Since your runtime analysis may depend on STL data structures, here are some runtimes you might want to refer to:

Iterators

  • iterating from start() to end() using operator++ takes Θ(n), regardless of data structure
  • start() and operator++ for maps and sets take Θ(log n), while end() takes Θ(1).

Stacks/Queues/Lists

  • assume these are implemented efficiently with a linked list in your analysis

Maps/Sets

  • operator[], insert, erase, and find all take Θ(log n)

If you are unsure about a certain function, feel free to ask on Piazza!

What you need to do

  1. Analyze the running time for figuring out which line a GOTO, GOSUB, IF jumps to. (That is, going from having the line number to actually knowing what command is on that line.) You can analyze them together if they take the same amount of time; otherwise, explain and analyze the differences. For the analysis of IF, you can exclude the part of figuring out if the Boolean Expression is true.
  2. Analyze the running time for figuring out the command that a RETURN jumps to. That is, how long does it take to go from seeing RETURN until you know the command to go to.
  3. Analyze the running time for figuring out the value of a variable or overwriting the value of a variable.
  4. Analyze the running time for figuring out the value of an array entry, assuming you have already figured out the numerical value of the index. (That is, you have already calculated <AEXP> in VAR [<AEXP>].)

Your analysis should go in a file hw4analysis.txt in your main directory. If you choose to use a different way (e.g., you produce JPG by scanning/photographing your solution or produce a PDF from a Word or LaTeX document), your hw4analysis.txt file should contain clear instructions on where and how to read your actual analysis.

Your high-level description and analysis should mostly match your code. If there are small mistakes in your code that make it not actually work like you thought it did, we will consider the analysis of your high-level idea the correct one. If there is massive discrepancy, there may be deductions.

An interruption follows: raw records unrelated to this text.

PR #3244, opened 2022-04-11
Various 22.5 bugs for LKSM

XingY:
#### Rationale
Issue 45215: Performance issues with Search for Sample Manager
The getCustomSearchJson call in search action fetches each hit's custom data individually, which means at least one DB query per hit. When the number of hits is large, the DB overhead is resulting in poor performance for LKSM, who needs to getCustomSearchJson for each hit to support its advanced search function. Instead of fetching row by row, a change is made to fetch at 1,000 a batch.
Issue 45180: LKSM: Naming patterns with parents always add with square brackets
when the parent size is 1, return the object instead of the array
Issue 45007: Cannot create a new sample type with a naming pattern that references a field in the sample type
Look at draft fields in addition to DB fields

#### Related Pull Requests
* https://github.com/LabKey/labkey-ui-components/pull/803
* https://github.com/LabKey/platform/pull/3244
* https://github.com/LabKey/sampleManagement/pull/916
* https://github.com/LabKey/testAutomation/pull/1072

#### Changes
* See details in Rationale section

### DIFF
--- a/api/src/org/labkey/api/data/NameGenerator.java
+++ b/api/src/org/labkey/api/data/NameGenerator.java
@@ -717,7 +717,7 @@ public class NameGenerator
 
         }
 
-        if ((isCurrentDataType || inputDataType == null) && !_domainProperties.isEmpty())
+        if ((isCurrentDataType || inputDataType == null) && _domainProperties != null && !_domainProperties.isEmpty())
         {
             Map<String, GWTPropertyDescriptor> domainFields = new CaseInsensitiveHashMap<>();
             _domainProperties.forEach(prop -> domainFields.put(prop.getName(), prop));
--- a/api/src/org/labkey/api/data/NameGenerator.java
+++ b/api/src/org/labkey/api/data/NameGenerator.java
@@ -677,10 +677,16 @@ public class NameGenerator
             else
                 dataTypes.addAll(ExperimentService.get().getDataClasses(_container, user, true));
         }
+
+        boolean isCurrentDataType = inputDataType != null && inputDataType.equals(currentDataType);
+
         if (inputDataType != null && dataTypes.isEmpty())
         {
-            _syntaxErrors.add("Invalid lineage lookup: " + fkTok.toString() + ".");
-            return null;
+            if (!isCurrentDataType)
+            {
+                _syntaxErrors.add("Invalid lineage lookup: " + fkTok.toString() + ".");
+                return null;
+            }
         }
 
         for (ExpObject dataType : dataTypes)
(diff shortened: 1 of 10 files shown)


api/src/org/labkey/api/data/NameGenerator.java
```diff
@@ -711,6 +717,28 @@ else if (dataType instanceof ExpDataClass)
 
         }
 
+        if ((isCurrentDataType || inputDataType == null) && _domainProperties != null && !_domainProperties.isEmpty())
+        {
+            Map<String, GWTPropertyDescriptor> domainFields = new CaseInsensitiveHashMap<>();
+            _domainProperties.forEach(prop -> domainFields.put(prop.getName(), prop));
+
+            GWTPropertyDescriptor col = domainFields.get(lookupField);
```
labkey-susanh, line 725: Seems like you could just do a filter on `_domainProperties` instead of constructing the `domainFields` map and then using only one value from the map.

experiment/src/org/labkey/experiment/api/ExperimentServiceImpl.java
```diff
@@ -518,6 +518,18 @@ public ExpDataImpl getExpData(String lsid)
         return ExpDataImpl.fromDatas(new TableSelector(getTinfoData(), new SimpleFilter(FieldKey.fromParts("RowId"), rowids, IN), null).getArrayList(Data.class));
     }
 
+    @Override
+    public @NotNull List<? extends ExpData> getExpDatas(ExpDataClass dataClass, Collection<Integer> rowIds)
+    {
+        if (rowIds.size() == 0)
+            return Collections.emptyList();
+        SimpleFilter filter = new SimpleFilter(FieldKey.fromParts("RowId"), rowIds, IN);
+        filter.addCondition(FieldKey.fromParts("classId"), dataClass.getRowId());
```
labkey-susanh, line 527: Does the `classId` help you here? The `rowId1s are the primary key so they have to be unique across data classes.  Does adding classId make it more efficient?

search/src/org/labkey/search/model/AbstractSearchService.java
```diff
@@ -663,32 +664,75 @@ public HttpView<?> getCustomSearchResult(User user, @NotNull String resourceIden
...
             return null;
         String prefix = resourceIdentifier.substring(0, i);
-        ResourceResolver res = _resolvers.get(prefix);
 
-        if (null == res)
+        if (_resolvers.containsKey(prefix))
+            return new Pair<>(prefix, resourceIdentifier.substring(i+1));
+
+        // Special case to allow customizing docs whose docId does not starting with category.
+        // For example, assay design doc id is of "containerId:assays:rowId"
```
labkey-susanh, line 678: Hmm.  Makes me wonder if those ids really should start with a category.  Not something to change here since this was just moved from elsewhere, but it makes me wonder.

labkey-susanh (approved):

experiment/src/org/labkey/experiment/api/ExperimentServiceImpl.java
XingY: I think the idea is to filter out stale data that happened to have the same rowId but different data class?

If your code is slightly inefficient in solving a problem (e.g., you spend time Θ(log n) to do something that could be done in O(1)), there will usually only be small deductions. If your implementation is highly inefficient (e.g., you spend time Θ(n) for something that should be done in O(log n) or O(1)), you may lose a significant number of points.

Your analysis should be as tight as possible, but obviously still correct. For instance, if your code runs in time O(1), and you say it takes O(log n), you will likely get decent partial credit. If you say it takes O(n), that will be worth much less credit. On the other hand, if your code takes Ω(n), and you say it takes O(1), then you will probably get close to nothing, because this would just be false.